Users want Big Data analytics systems that provide interactive-speed ad-hoc query processing and short training times for machine learning. But the performance of existing systems is not always great. In this talk, I identify two reasons for this. First, such systems are heavily layered, with many separate softwares working together: a distributed file system, an in-memory file system, the JVM, and the computational system itself. Communication across layers leads to inefficiencies. Also, it is difficult to automatically optimize computations residing in opaque user codes, such as user defined functions (UDFs).

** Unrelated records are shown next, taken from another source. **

Issue #513, opened 2026-08-11
A PR can merge on CI that predates the gate which would have caught it — and rapid merges cancel main's verification


vfarcic:
Redirected from a narrower follow-up I first proposed while verifying #464. Investigating #511 showed the Windows test bug was a *symptom*; the mechanism that let it reach `main` is general and will recur on any platform.

## What happened

#511's broken test sat in #472 and merged green. Verified timeline:

| When (UTC) | What |
|---|---|
| 2026-08-10 17:27 | #472's CI passes on head `3d1b6f4`. `build-windows` ran `cargo nextest run` **without `--workspace`**, so `xtask/*` tests never executed |
| 2026-08-11 00:57 | `fbfb12f` — "ci: select the whole workspace in the test gates (#489, #470)" — adds `--workspace` |
| 2026-08-11 16:09 | **#472 merges on that ~23h-old run**, which predates the new gate |
| 2026-08-11 16:21 | `main` at `3cf4b68` executes the `xtask` tests on Windows for the first time → **red** |

`build-windows` was fully capable of catching this. It never got the chance, because nothing required #472's CI to be re-run after the gate that selects those tests had changed.

### 1. Stale PR CI is merge-eligible

`main` has **no required status checks** (see CLAUDE.md rule 8 for why they were removed — CI's direct pushes to `main` hit `GH006`), so nothing compares a PR's CI age against the base. A day-old green run merges exactly like a fresh one.

The targeted setting is GitHub's *require branches to be up to date before merging*, which in a ruleset is `strict_required_status_checks_policy` — a **parameter of the `required_status_checks` rule**, so it cannot be adopted standalone. Two things to weigh, both already noted in CLAUDE.md rule 8:

- Required checks are now *less* dangerous than when they were removed, since `RELEASE_TOKEN` gives CI an admin identity the ruleset lets bypass — **but that combination has never been tried**, so it is unverified rather than safe.
- It creates a real asymmetry: @prageethw has **write**, not admin, so required checks would genuinely gate his merges while remaining bypassable for the owner. That is a governance decision, not a config tweak.

### 2. Rapid merges cancel `main`'s own verification

`ci.yml:21-23`:

```yaml
concurrency:
  group: ci-${{ github.ref }}
  cancel-in-progress: true
```

[...]

PR #609, opened 2026-08-19
fix(agent-pty): set pane_handed_over on the synthetic test agent — unbreak main

vfarcic:
## `main` is RED — this unblocks a pending release. Please prioritise.

`main` at 776fab8 does not compile. Four of eight jobs in run [32249065340](https://github.com/vfarcic/dot-agent-deck/actions/runs/32249065340) fail — `build`, `build-macos`, `build-windows`, `windows-cross-check` — all on one hard compile error, not a flake:

```
error[E0063]: missing field `pane_handed_over` in initializer of `agent_pty::RunningAgent`
    --> src/agent_pty.rs:6011:13
```

It surfaces in the **lib-test** target, which is why it takes out all four: `cargo clippy --workspace --all-targets --features e2e` on Linux, `cargo nextest run --workspace` on macOS/Windows, and the Windows cross type-check.

## Root cause: a semantic merge conflict between two independently-green PRs

Neither PR touched a line the other touched, so neither CI run could have seen the break:

- **#607** (`715bc95`, issue #454) added `pub pane_handed_over: bool` to `RunningAgent` and updated **every construction site that existed at that time**.
- **#597** (`5c9d08b`, issue #581) added a **new** construction site — the `insert_test_agent` seam, the synthetic wedged-child test agent — which of course does not set a field that did not exist on its branch.

Both merged green; the combination is red. This is exactly the failure mode tracked in **#513** ("A PR can merge on CI that predates the gate which would have caught it"). Not fixing #513 here — this is the unbreak only.

## The fix

One field, at the one site that lacks it.

`false` is the *correct* value, not just the one that compiles. `pane_handed_over` is a **monotone latch**: it is set at PUBLISH (src/agent_pty.rs:4323-4330), only when a *successor* takes over a pane this record still holds, and it is never cleared — that permanence is the whole point, so a retired generation cannot get its pane back once both records die (read site: src/agent_pty.rs:5594-5605). The synthetic agent carries `pane_id_env: None`, so it holds no pane at all and nothing can ever hand one over. This matches the production site's own birth value and its comment at src/agent_pty.rs:4374-4378: *"a fresh generation has not been handed over yet."*

## Other sites, and the mirror-image hazard — both checked

`git grep -n "RunningAgent {"` gives five hits, and all five are accounted for:

| Site | Kind | Status |
|---|---|---|
| src/agent_pty.rs:1569 | struct declaration | n/a |
| src/agent_pty.rs:1730 | `impl` block | n/a |
| src/agent_pty.rs:4353 | production construction | already correct (`pane_handed_over: false`) |
| src/agent_pty.rs:5201 | **destructuring** | already correct — see below |
| src/agent_pty.rs:6011 | test construction | **fixed here** |

The mirror-image hazard is already covered: the respawn destructuring at :5201 binds `pane_handed_over: _` **explicitly** rather than eliding with `..`, so it is exhaustive and a future field addition still breaks loudly there rather than silently dropping a field. `RunningAgent` is constructed nowhere outside `src/agent_pty.rs` — every other `RunningAgent*` reference in the tree is `RunningAgentsSummary`, an unrelated type.

## Verification

Reproduced first on unpatched `main` (single E0063, as quoted above), then all gates run locally on the fix:

| Gate | Result |
|---|---|
| `cargo clippy --workspace --all-targets --features e2e -- -D warnings` | clean (exit 0) |
| `cargo test-fast` | **2887 passed, 0 failed, 0 skipped** |
| `scripts/windows-cross-check.sh` | clean (exit 0) |

The last one was run locally too, since `windows-cross-check` is one of the four red jobs. The four tests that actually drive `insert_test_agent` (src/agent_pty.rs:10472, :10528, :10611, :10663 — #581's wedged-reap shutdown coverage) are in that passing run.

## Changelog fragment: deliberately none

Both colliding commits post-date `v0.36.2`, and each already carries its own fragment (`changelog.d/454.bugfix.md`, `changelog.d/581.bugfix.md`). So the two features that collided will be described in the next release notes, while the collision itself never reached a released build — no user could have encountered it. A third fragment would describe a defect that only ever existed between two unreleased commits on `main`.

## Scope

Deliberately minimal and surgical — an urgent unbreak, not a refactor. No restructuring of the helper, no renames, no unrelated lint fixes. The diff is five added lines: one field and its rationale comment.

### DIFF
--- a/src/agent_pty.rs
+++ b/src/agent_pty.rs
@@ -6032,6 +6032,11 @@ impl AgentPtyRegistry {
                 pty_rows: 24,
                 pty_cols: 80,
                 exited: Arc::new(AtomicBool::new(false)),
+                // Issue #454: `false` is the birth value — the flag latches to
+                // `true` only when a *successor* takes this record's pane, and
+                // this synthetic agent holds no pane at all (`pane_id_env:
+                // None`), so nothing can ever hand one over.
+                pane_handed_over: false,
                 pending_seed: None,
                 seed_delivered_native: false,
             },


vfarcic:
Flagging urgency: this unbreaks `main`, and only @prageethw can approve it.

`main`'s tip (776fab8) currently fails CI — `build`, `build-macos`, `build-windows` and `windows-cross-check` are all red with the same `error[E0063]: missing field 'pane_handed_over' in initializer of 'RunningAgent'` (run 32249065340). Reproduced locally with `cargo clippy --workspace --all-targets --features e2e`.

Cause is a semantic merge conflict between two PRs that were each green alone: #597 added the `insert_test_agent` test seam that constructs `RunningAgent`, and #607 added the `pane_handed_over` field but branched before #597 landed, so it never saw that initializer. Textually clean, semantically broken — a burst of merges between 11:33–11:44Z cancelled each other's `main` runs, so it only surfaced on the last one.

Consequences while this sits open:
- the pending release cannot be cut from `main`
- #602 is blocked behind it

I authored this, so I can't approve it. @prageethw — one-line fix, all 9 checks green.

prageethw (approved):
Verified: the single added field (`pane_handed_over: false`) matches the exact `E0063` compile error breaking `main` right now, the rationale for `false` as the correct (not just compiling) value is sound given this synthetic agent holds no pane, and all 5 `RunningAgent` construction/destructuring sites in the file were checked. Minimal, correctly scoped, CI green. Approving — this unblocks CI on several other open PRs.

prageethw:
Heads up — this is currently blocking ~9 other open PRs from going green (#464, #615, #616, #618, #619, #620, #623, #624, #625 all fail the same 4 required checks, confirmed as this exact `pane_handed_over` compile error inherited from `main`). This PR is approved and green, so whenever it's convenient to merge it'll unblock the rest once each is rebased.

In this talk, I will describe my work aimed at solving those problems. First, I will present a novel declarative programming interface, based on lambda calculus, that forces programmers to expose intent and compiles into a standalone, intermediate representation of computations that facilitates relational-style query optimization and automatic data placement. Second, I will describe a novel storage system that avoids the layering overhead by pushing down analytics computations and managing all analytics data in disk and memory in a monolithic distributed system. In the end, I will describe my on-going work and future research plan for building a novel D3 big data analytics platform to provide Declarative programming, Deterministic performance and Dynamic interaction with edge devices, human in the loop and environment simulators.

 

Bio

Jia Zhou - Department of Computer Science, Rice UniversityJia Zou is a Research Scientist in the Department of Computer Science at Rice University. Prior to join Rice in 2015, She worked in IBM Research - China as a Research Staff Member. She received her Ph.D degree from Tsinghua University, China. Her research investigates and builds high performance and scalable systems for Big Data management and analytics, which has led to an open source system called PlinyCompute and publications in top Big Data management venues, including VLDB and SIGMOD. She mentors undergraduate students, graduate students and high school student for their research works. She also has served the TPC member of Cluster 2018 and has reviewed more than 40 papers for IEEE Transactions on Parallel and Distributed Systems (TPDS), IEEE Transactions on Knowledge and Data Engineering (TKDE) and so on.